To see how the optimizer transforms a particular aggregation pipeline, include the explain option in the db.collection.aggregate() method.

Optimizations are subject to change between releases.

In addition to learning about the aggregation pipeline optimizations performed during the optimization phase, you will also see how to improve aggregation pipeline performance using indexes and document filters. See Improve Performance with Indexes and Document Filters.

The aggregation pipeline can determine if it requires only a subset of the fields in the documents to obtain the results. If so, the pipeline will only use those required fields, reducing the amount of data passing through the pipeline.

For an aggregation pipeline that contains a projection stage ($project or $unset or $addFields or $set) followed by a $match stage, MongoDB moves any filters in the $match stage that do not require values computed in the projection stage to a new $match stage before the projection.

If an aggregation pipeline contains multiple projection and/or $match stages, MongoDB performs this optimization for each $match stage, moving each $match filter before all projection stages that the filter does not depend on.

Consider a pipeline of the following stages:

{ $addFields: {
maxTime: { $max: "$times" },
minTime: { $min: "$times" }
} },
{ $project: {
_id: 1, name: 1, times: 1, maxTime: 1, minTime: 1,
avgTime: { $avg: ["$maxTime", "$minTime"] }
} },
{ $match: {
name: "Joe Schmoe",
maxTime: { $lt: 20 },
minTime: { $gt: 5 },
avgTime: { $gt: 7 }
} }

The optimizer breaks up the $match stage into four individual filters, one for each key in the $match query document. The optimizer then moves each filter before as many projection stages as possible, creating new $match stages as needed. Given this example, the optimizer produces the following optimized pipeline:

{ $match: { name: "Joe Schmoe" } },
{ $addFields: {
maxTime: { $max: "$times" },
minTime: { $min: "$times" }
} },
{ $match: { maxTime: { $lt: 20 }, minTime: { $gt: 5 } } },
{ $project: {
_id: 1, name: 1, times: 1, maxTime: 1, minTime: 1,
avgTime: { $avg: ["$maxTime", "$minTime"] }
} },
{ $match: { avgTime: { $gt: 7 } } }

The $match filter { avgTime: { $gt: 7 } } depends on the $project stage to compute the avgTime field.
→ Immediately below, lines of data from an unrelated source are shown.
PR #371, opened 2018-06-07
js styles for Box

chrismohr:


src/components/Box/Box.styles.ts
```diff
@@ -0,0 +1,24 @@
...
+  hasOnClick: boolean;
+}
+
+export const getClassNames = memoizeFunction((styleProps: BoxStyleProps) => {
+  const { hasOnClick } = styleProps;
+
+  return mergeStyleSets({
+    root: {
+      borderRadius: '1px',
+      border: `1px solid ${palette.neutralDark}`,
```
swese44: question, would it make more sense to use semanticColors here instead of palette? seems like palette defines the available colors, semantic maps them to what they should be used for, and components should use these shared meaning values?

swese44: looks like Fabric components use `semanticColors` when possible, i think this should be the pattern we follow to keep our colors semantically consistent with the other Fabric components
https://github.com/OfficeDev/office-ui-fabric-react/blob/master/packages/office-ui-fabric-react/src/components/Button/BaseButton.styles.ts#L30

chrismohr: Yeah, I think this might be good case for a semantic color, but I'd like to understand a bit better.

Could you tell me a bit more about how you see people interacting with these semantic color names?

Do you imagine we'd maybe expose them all the way down to consumer integrators for theming? or is it more for us, as we develop new components?

If for theming, the question for me is about granularity.  `neutralDark` may not be good enough because we maybe want to provide finer grain control for a theme consumer.   So, what is the correct subset?  

So far, my strategy when encountering colors we've specified in css is to try in order:
1.  specify a fabric palette color
2. specify a fabric semantic color
3. add style rule using a fabric semantic color if there is a name that matches really well
4. add style rule using a fabric palette color

Sounds like maybe we'd get value from adding a step between 3 and 4, which would be to create our own semantic colors when their is an obvious abstraction.

I think I like how fabric names their semantic colors a bit better than how we've been doing it so for.  For example `inputBorder` ([category name][element name][checked state]).  Rather than 
 `borderColor`? (and `borderColorSecondary` and `borderColorTertiary`? But I'd probably tweak it a bit. 

https://github.com/OfficeDev/office-ui-fabric-react/blob/master/packages/styling/src/interfaces/ISemanticColors.ts

**Current Groupings**

borderColor (IndieRock, neutralDark, neutralTertiary)
- Box: border
- AsideSection: title divider
- Dropdown: title divider
- ProgressIndicator: track background
- Button: secondary border

borderColorSecondary (AltRock, borderColorSecondary, altRock)
- Dropdown - divider
- MenuButton - divider

borderColorTertiary (PopRock, neutralLighter)
- HoverCard: header divider
- SuggestionList: divider between results and spinner


**My suggested groupings:**

pageDivider
- Box: border
- AsideSection: title divider
- Dropdown: title divider

menuDivider
- Dropdown - divider
- MenuButton - divider

calloutDivider
- HoverCard: header divider
- SuggestionList: divider between results and spinner

secondaryButtonBorder
- Button: secondary border

progressIndicatorTrack
- ProgressIndicator: track background

I intentionally deviated from fabric in using the word "divider" instead of "border" since in some cases we use background color to create the division, and I think there's probably some value in not tying the name to implementation.

Also, in a perfect world, I think the names of these abstractions would be part of our "design language".   I'm guess there are already certain names for these rules/concepts that the designers are already using, and it feels like I'm just trying to reverse engineer them here....

chrismohr: I didn't see your second comment until now.  The reason I'm talking about new groupings is because I don't see an existing semantic name that works well for this PR.  The closest is maybe inputBorder, but I don't think we should use it unless it matches really well.

chrismohr: Hah... just realized that I overlooked `bodyDivider` in fabric's semantic colors, which might work well here.

swese44: i appreciate you putting a lot of thought into this but i don't have time to dive into everything at the moment, let's have this conversation in person soon. don't wait on me to merge this.

my thought was our theme mechanism would simply allow a consumer to provide their own `semanticColors` overrides, i don't think our use cases call for more than that. but if we're finding cases where a Fabric semantic color doesn't exist to fit something then we'll probably need to create a new mapping of YamUI's semantic colors which the consumer could override, and this superset would be fed into both Fabric's `semanticColors` and our own components.

i don't have as much context as you in this area yet so i'll be happy to lean on your expertise when we implement theming

chrismohr: @swese44 Thanks. It sounds like we're mostly on the same page here. Maybe the difference is that I'm currently seeing us allowing consumers to override both the `palette` and `semanticColors`.  I think this is how fabric does it, but I'm still wrapping my head around it.

PR #372, opened 2018-06-07
[spike] remove callout component

chrismohr:


src/components/Tooltip/Tooltip.styles.ts
```diff
@@ -30,20 +30,21 @@ export const getCalloutStyles = (_: TooltipProps): ICalloutContentStyles => {
     },
     root: {
       backgroundColor: 'inherit',
-      boxShadow: 'none',
       padding: '0.7rem 1.2rem 0.8rem',
       minHeight: '3.2rem',
       zIndex: 1000,
-      border: 'none',
+      ...borderStylePopOver,
```
chrismohr: TODO: Find out if tooltip should have this style.

chrismohr:
Also waiting on https://github.com/Microsoft/YamUI/pull/368 to ensure we don't regress for MenuButton

chrismohr:
This is blocked because there is currently no way of styling the Callout used by Fabric's `SuggestionListBasePicker` used by our `Picker`.

unindented:
Given that our design team is trying to move towards Fabric's styles anyways, should we stop customizing the callout?

chrismohr:
@unindented Good question. Given how busy I've perceived our design team to be.  I've been holding off bringing these decisions to them, and hoping/expecting that once they've regrouped, we'll start working more closely together and address these en masse.  You're probably more plugged in than I am though. What do you recommend?

unindented:
Yup, I think you're right. Let's wait for them to regroup.

PR #374, opened 2018-06-07
js styles for EditableText

chrismohr:
I did this in two steps.
1. Add new reference images for interactive states.
2. Convert styles.


src/components/EditableText/EditableText.styles.ts
```diff
@@ -0,0 +1,35 @@
...
+          ':focus': { color: semanticColors.buttonText },
+        },
+      };
+
+  return mergeStyleSets({
+    root,
+    clickableText: {
+      paddingLeft: '0.2rem',
+      selectors: {
+        ':hover': { textDecoration: 'underline' },
```
swese44: would it be cleaner to create a variable for these duplicate styles and reuse it?

chrismohr:
Not sure I'm following, this component doesn't have an `onClick` prop...

chrismohr:
We talked. PJ was thinking this was the PreviewCard. So nothing needs to be done.

PR #376, opened 2018-06-08
js styles for Button

chrismohr:
- added interactive reference images
- removed a couple reference images that probably weren't adding value
- refactored component to ingest props only in the render function, so that I could set defaults there
- converted css styles to js

I'm interested in code style feedback here, since my refactoring may have been a bit heavy.  I found myself preferring just about everything inlined and reducing the number of functions and variables. Interested to hear what others think.


src/components/Button/Button.tsx
```diff
@@ -155,87 +153,78 @@ export default class Button extends React.Component<ButtonProps> {
...
-    const loadingText = (this.props as LoadingButtonProps).loadingText;
-
-    const spinnerColor = color === ButtonColor.PRIMARY ? SpinnerColor.DARK : SpinnerColor.LIGHT;
-    const spinnerSize = size === ButtonSize.SMALL ? SpinnerSize.XSMALL : SpinnerSize.SMALL;
-
-    return (
-      <span className="y-button--spinner">
-        <Spinner color={spinnerColor} size={spinnerSize} text={loadingText} hideText={true} isCentered={true} />
-      </span>
+          <div className={classNames.secondaryText}>
```
chrismohr: I'm pretty sure we can make this block conditional on the presence of `secondaryText`, but am holding off since I didn't want to make this too hard to review.

src/components/Button/Button.md
```diff
@@ -527,21 +549,15 @@ const followUnfollowProps = {
...
-Link button:
-
-```js { "props": { "data-description": "link" } }
-<Button text="I am a link" href="https://www.yammer.com" />
-```
-
 Submit button:
 
-```js { "props": { "data-description": "submit button" } }
+```js { "props": { "data-description": "submit button", "data-action-states": "[]" } }
```
chrismohr: This suppresses the visual diff.

PR #377, opened 2018-06-08
Convert yammer palette colors from hex to rgb

swese44:
This unblocks Spinner work where we need to use a Fabric util to add an alpha channel to a CSS color. `colors.ts` is the only changed file, the rest are updated snapshots


chrismohr:
LGTM

PR #158, opened 2024-03-26
Add user profile page, closes #128, closes #144

### LINKED ISSUE #128: The User Profile LiveView
# Idea

Every `user` has his/her own profile LiveView. Assuming that my username is `wintermeyer` than my profile should be available at https://animina.de/wintermeyer

I am not 100% sure what the content of this profile is going to be. So this is a first attempt to solve the problem. We will adjust it in the future.

## Content

- On top of the page should be the `name`, the age and the `city.name`. `username` would be a nice to have (depending on layout). Maybe the occupation too. All mainly a question of design and screen real estate. 
- After that the profile contains of all the `stories` of the user sorted by `position` and all the white tags.
- I am not sure about the white tags. They have to be listed but I don't know where they make most sense. I was thinking either after the first story, the last story or spliced by categories between stories.

## Misc

At the end of the registration process the profile of the `current_user` should be displayed.

### LINKED ISSUE #144: Deactivate already used headlines in the pull down
Initially I thought it would be a good idea to give users the chance to use the same headline multiple times. I don't think so any more. Please add a validation that this can not happen and deactivate those entries in this pull down. Let them still in it but just grey.

Bildschirmfoto 2024-03-20 um 07 49 05

briankariuki:
We now have a user profile page, accessible from `/username`. 

The user details are displayed in a card with their profile picture, name, city and occupation.

image

The stories are presented in a list with each story presented in a card.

The $project stage is the last projection stage in this pipeline, so the $match filter on avgTime could not be moved.

The maxTime and minTime fields are computed in the $addFields stage but have no dependency on the $project stage. The optimizer created a new $match stage for the filters on these fields and placed it before the $project stage.

The $match filter { name: "Joe Schmoe" } does not use any values computed in either the $project or $addFields stages so it was moved to a new $match stage before both of the projection stages.

Note

After optimization, the filter { name: "Joe Schmoe" } is in a $match stage at the beginning of the pipeline. This has the added benefit of allowing the aggregation to use an index on the name field when initially querying the collection. See Improve Performance with Indexes and Document Filters for more information.

When you have a sequence with $sort followed by a $match, the $match moves before the $sort to minimize the number of objects to sort. For example, if the pipeline consists of the following stages:

{ $sort: { age : -1 } },
{ $match: { status: 'A' } }

During the optimization phase, the optimizer transforms the sequence to the following:

{ $match: { status: 'A' } },
{ $sort: { age : -1 } }

When possible, when the pipeline has the $redact stage immediately followed by the $match stage, the aggregation can sometimes add a portion of the $match stage before the $redact stage. If the added $match stage is at the start of a pipeline, the aggregation can use an index as well as query the collection to limit the number of documents that enter the pipeline. See Improve Performance with Indexes and Document Filters for more information.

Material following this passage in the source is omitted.